Le Manifeste fondateur du Heimatbund, mouvement autonomiste radical majeur de l’entre-deux-guerres, du 8 juin 1926 théorise, de manière assez violente et conflictuelle, l’ensemble du vécu de la manière suivante7 :
Depuis sept ans nous assistons, jour après jour, au spectacle d’une spoliation méthodique dans notre propre petite patrie (« Heimat ») : on nous a dépossédés de nos droits […] Dès que nous parlons des droits et libertés naturels et acquis de notre petite patrie et de notre peuple, on se moque de nous et on nous accable de calomnies et de menaces. […]

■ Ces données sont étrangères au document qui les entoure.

PR #4258, opened 2025-03-22
[CALCITE-6906] Support ClickHouse Dialect with cube with syntax

xuzifu666:
As description in JIRA: https://issues.apache.org/jira/browse/CALCITE-6906

### DIFF
--- a/core/src/test/java/org/apache/calcite/rel/rel2sql/RelToSqlConverterTest.java
+++ b/core/src/test/java/org/apache/calcite/rel/rel2sql/RelToSqlConverterTest.java
@@ -636,13 +636,21 @@ class RelToSqlConverterTest {
     sql(query).ok(expected);
   }
 
-  @Test void testSelectQueryWithHiveCube() {
+  /** Test case for
+   * <a href="https://issues.apache.org/jira/browse/CALCITE-6906">[CALCITE-6906]
+   * Support ClickHouse Dialect with cube with syntax</a>. */
+  @Test void testSelectQueryWithCube() {
     String query = "select \"product_class_id\", \"product_id\", count(*) "
             + "from \"product\" group by cube(\"product_class_id\", \"product_id\")";
     String expected = "SELECT `product_class_id`, `product_id`, COUNT(*)\n"
             + "FROM `foodmart`.`product`\n"
             + "GROUP BY `product_class_id`, `product_id` WITH CUBE";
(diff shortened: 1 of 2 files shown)


core/src/test/java/org/apache/calcite/rel/rel2sql/RelToSqlConverterTest.java
```diff
@@ -636,13 +636,21 @@ private static String toSql(RelNode root, SqlDialect dialect,
...
+   * <a href="https://issues.apache.org/jira/browse/CALCITE-6906">[CALCITE-6906]
+   * Support ClickHouse Dialect with cube with syntax</a>. */
+  @Test void testSelectQueryWithCube() {
     String query = "select \"product_class_id\", \"product_id\", count(*) "
             + "from \"product\" group by cube(\"product_class_id\", \"product_id\")";
     String expected = "SELECT `product_class_id`, `product_id`, COUNT(*)\n"
             + "FROM `foodmart`.`product`\n"
             + "GROUP BY `product_class_id`, `product_id` WITH CUBE";
-    sql(query).withHive().ok(expected);
+    String expectedClickHouse = "SELECT `product_class_id`, `product_id`, COUNT(*)\n"
```
mihaibudiu, line 648: This does not seem to match the docs of clickhouse: https://clickhouse.com/docs/sql-reference/statements/select/group-by#cube-modifier

xuzifu666: In doc description the same query also can be written using WITH keyword.
like：SELECT year, month, day, count(*) FROM t GROUP BY year, month, day WITH CUBE;
and Ialso test about it.

mihaibudiu: Why is this PR needed if the other syntax is correct?

xuzifu666: IMO if user migrate other SQL system which support with
 cube syntax to clickhouse, in this condition they not need to change SQL, if clickhouse self supprt the syntax maybe better.

xuzifu666: OK, I know thanks for your reminder, here maybe not need to change.@mihaibudiu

Nous exigeons que la langue allemande occupe, en tant que langue maternelle de la majeure partie de notre population, et langue classée parmi les premières du monde civilisé, la place qui lui revient dans la vie publique de notre pays. À l’école, elle sera le point de départ, véhicule permanent de l’enseignement et matière d’enseignement. Comme telle, elle figurera au programme des examens. Dans l’administration et devant les tribunaux, elle sera employée à droit égal et au même titre que la langue française.
La question et l’enjeu sont certes fonctionnels, mais sont bien formulés ici comme un droit politique et idéologique global, en lien avec une vision politique et idéologique globale d’une exigence d’« autonomie politique complète dans le cadre de la France », en tant que « minorité nationale ».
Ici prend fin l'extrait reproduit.